Task — Where does the string "manipulation" appear in the records? Copy every line that contains it.

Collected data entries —
%%
PR #65, opened 2020-07-09
Add more built in functions 

cjoshea9:
Add string manipulation and array manipulation functions to the enum and test cases

### DIFF
--- a/js_built_in_functions.py
+++ b/js_built_in_functions.py
@@ -5,7 +5,16 @@ All JavaScript built in functions we support mapped to their corresponding
 generic AST string
 """
 class js_built_in_functions(enum.Enum):
+    #Array manipulation
     push = "appendStatement"
     pop = "popStatement"
     sort = "sortStatement"
     concat = "extendStatement"
+    reverse = "reverseStatement"
+
+    #String manipulation
+    search = "findStatement"
+    split = "splitStatement"
+    toUpperCase = "upperStatement"
+    toLowerCase = "lowerStatement"
+    indexOf = "indexStatement"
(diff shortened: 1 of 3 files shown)


js_built_in_functions.py
```diff
@@ -5,5 +5,16 @@
 generic AST string
 """
 class js_built_in_functions(enum.Enum):
+    #Array manipulation
     push = "appendStatement"
```
Danish21, line 9: Uber nit: Is it possible for the values of this enum to also be enums to avoid typo mistakes between the .js and .py file?

test/test_built_in_functions.py
```diff
@@ -21,6 +21,38 @@ def test_array_assign(self):
         self.assertEqual('arr[x] = 6', main.main('arr[x] = 6', 'js', 'py'))
         self.assertEqual('array[3] = []', main.main('array[3] = []', 'py', 'js')) 
     
+    def test_sort(self):
+        self.assertEqual('myArr.sort()', main.main('myArr.sort()', 'js', 'py'))
```
g-harel, line 25: What if the sort method is used on a non-array, like for example a custom class that happens to also have that method?

augerm: I think we get burned in that case. But we discussed this and the plan is to punt on that for now, it's a pretty big/ambiguous task and there may be lower hanging fruit.

With that said @cjoshea9 can we create a ticket for this? As we add more types users are more likely to run into these cases.

cjoshea9: Yes, we decided to punt on that for now, but I will make a ticket to address this later. @g-harel @augerm

js_built_in_functions.py
cjoshea9: Yes, but I thought that would make it less readable. Do you think I should still do it? @Danish21

PR #66, opened 2020-07-10
Collect user feedback

swalsh15:
Fixed requirements and imports so firebase works when deployed on heroku. Added changes so firebase only is initiated once and entries that don't compile or are empty ie "" are not stored.

### DIFF
--- a/data_collection.py
+++ b/data_collection.py
@@ -1,4 +1,4 @@
-'''import firebase_admin
+import firebase_admin
 from firebase_admin import credentials
 from firebase_admin import firestore
 import json
@@ -37,4 +37,3 @@ def store_query(input_code, output_code, input_lang, output_lang):
         u'output_lang': output_lang,
         u'successful_translate': successful_translate
     })
-'''
--- a/data_collection.py
+++ b/data_collection.py
@@ -13,8 +13,10 @@ def store_query(input_code, output_code, input_lang, output_lang):
         print("Please set GOOGLE_APPLICATION_CREDENTIALS environmental variable. See readme for more info")
         return
     
-    cred = credentials.Certificate(cred_object)
-    firebase_admin.initialize_app(cred)
+    # only initialize firebase once
+    if not firebase_admin._apps:
+        cred = credentials.Certificate(cred_object)
+        firebase_admin.initialize_app(cred)
 
     # only store code written on live heroku
     if "SHOULD_WRITE_TO_DATABASE" not in os.environ:
--- a/data_collection.py
+++ b/data_collection.py
@@ -20,7 +20,6 @@ def store_query(input_code, output_code, input_lang, output_lang):
 
     # only store code written on live heroku
     if "SHOULD_WRITE_TO_DATABASE" not in os.environ:
-        print("locall dev")
         return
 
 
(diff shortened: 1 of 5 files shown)


main.py
```diff
@@ -38,14 +38,19 @@ def main(input_code, input_lang, output_lang):
...
-    # don't return error without sending to database
-    output_code = ""
+
     if (type(gast) == str) :
-        # return error if gast not built
-        output_code = "Error: did not compile"
-    else:
-        output_code = gtc.gast_to_code(gast, output_lang)
+        # return error if gast not built - dont store in database
+        return "Error: did not compile"
```
g-harel, line 44: I'd prefer if there was a stronger link between this error response and the condition being checked in the data_collection code. Maybe a constant string or error code?

data_collection.py
```diff
@@ -13,8 +13,10 @@ def store_query(input_code, output_code, input_lang, output_lang):
         print("Please set GOOGLE_APPLICATION_CREDENTIALS environmental variable. See readme for more info")
         return
     
-    cred = credentials.Certificate(cred_object)
-    firebase_admin.initialize_app(cred)
+    # only initialize firebase once
+    if not firebase_admin._apps:
```
augerm, line 17: I would wrap this function in a `DataService` [singleton](https://python-3-patterns-idioms-test.readthedocs.io/en/latest/Singleton.html) class. That way it is only initialized once. Happy to hop on a call and walk through this!

tools/add_environ_var.py
```diff
@@ -1,11 +1,17 @@
...
+import subprocess
 
 try:
     with open("../private_keys/firebase-access-key.json") as json_file:
         data = json.load(json_file)
+        env = {
+            **os.environ,
+            "GOOGLE_APPLICATION_CREDENTIALS": json.dumps(data),
+        }
+        subprocess.Popen('/bin/bash', env=env).wait()
```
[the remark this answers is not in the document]
swalsh15: This exports the variable and allows it to be used in subprocesses. The old code created a local variable that could only be used in the file it was created in

main.py
```diff
@@ -38,14 +38,19 @@ def main(input_code, input_lang, output_lang):
...
    
-    # don't return error without sending to database
-    output_code = ""
+
     if (type(gast) == str) :
-        # return error if gast not built
-        output_code = "Error: did not compile"
-    else:
-        output_code = gtc.gast_to_code(gast, output_lang)
+        # return error if gast not built - dont store in database
```
jackdavidweber, line 43: why not store this in the database? Wouldn't it be a useful thing to know if people aren't able to get code to compile?

main.py
```diff
@@ -38,14 +38,19 @@ def main(input_code, input_lang, output_lang):
...
+        return "Error: did not compile"
+   
+    output_code = gtc.gast_to_code(gast, output_lang)
     
-    #data_collection.store_query(input_code, output_code, input_lang, output_lang)
+    # don't store empty strings
```
jackdavidweber, line 48: Maybe elaborate on comment

main.py
swalsh15: Good idea - going to store and categorize whether successful, didn't compile, or feature not supported

main.py
swalsh15: Got it will add to it

PR #71, opened 2020-07-13
Router refactor

cjoshea9:
Refactor whole code base to separate code into python and javascript specific files and add the register pattern.


shared/gast_to_code/gast_to_code_router.py
```diff
@@ -0,0 +1,167 @@
...
+    elif gast["type"] == "assignPattern":
+        return converter.handle_assign_pattern(gast)
+    elif gast["type"] == "error":
+        if gast["value"] == "unsupported":
+            # Error string
+            return "Feature not supported"
+        return "Error"
+
+
+# out = {
```
jackdavidweber, line 86: We should remove this

cjoshea9: Updated.

app.py
```diff
@@ -14,6 +15,7 @@
 
 class Translate(Resource):
     def get(self):
+        bootstrap()
```
jackdavidweber, line 18: Although I was the one to suggest this, I now am thinking that maybe we should add a constructor so that bootstrap is called whenever Translate class is invoked - even if get request isn't. I just added a TODO in my current branch so do not change this now as it will create later merge issues, but wanted to just document this somewhere

cjoshea9: Sounds good, and I agree that seems like a better idea

jackdavidweber: Yup! I actually just fixed it on my current language detection branch so it will be resolved shortly!

test_main.py
```diff
@@ -1,4 +1,7 @@
 import unittest2
+from bootstrap import bootstrap
+
+bootstrap()
```
Danish21, line 4: Add a comment for posterity on why this is needed.

app.py
Danish21: +1 to this

test_main.py
cjoshea9: Fixed

shared/gast_to_code/converter_registry.py
```diff
@@ -0,0 +1,12 @@
+
+class ConverterRegistry():
```
g-harel, line 2: Could add `get_langs()` to show in the UI.

jackdavidweber: @g-harel already did this in language detection branch!

PR #73, opened 2020-07-14
Bash boilerplate

cjoshea9:


cjoshea9:
After looking at lots of examples in Bash, we may have to try and do another language. The AST treats things much differently than the javascript and python ASTs which is fine but would just require a lot of hard-coding.

bash/code_to_gast/bash_helpers.py
```diff
@@ -0,0 +1,17 @@
+
+def word_to_gast(node):
+    literal = node.word
+    if literal == 'true':
+        return {'type': 'bool', 'value': 1}
+    elif literal == 'false':
+        return {'type': 'bool', 'value': 0}
+    else:
+        try:
```
Danish21, line 9: Nit:
For better readability consider helper functions to avoid nested try and excepts. See https://stackoverflow.com/questions/1265665/how-can-i-check-if-a-string-represents-an-int-without-using-try-except

bash/code_to_gast/bash_router.py
```diff
@@ -0,0 +1,12 @@
+import bashlex
+
+def node_to_gast(node):
+
+    print (type(node))
```
Danish21: Remove?

cjoshea9: I removed that in one of the later commits

bash/code_to_gast/bash_helpers.py
cjoshea9: I had that before, but right now we are counting floats and ints the same way so I think I need the try and except.

cjoshea9: I could put it in a helper function though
%%
Task solution —
Add string manipulation and array manipulation functions to the enum and test cases
+    #Array manipulation
+    #String manipulation
+    #Array manipulation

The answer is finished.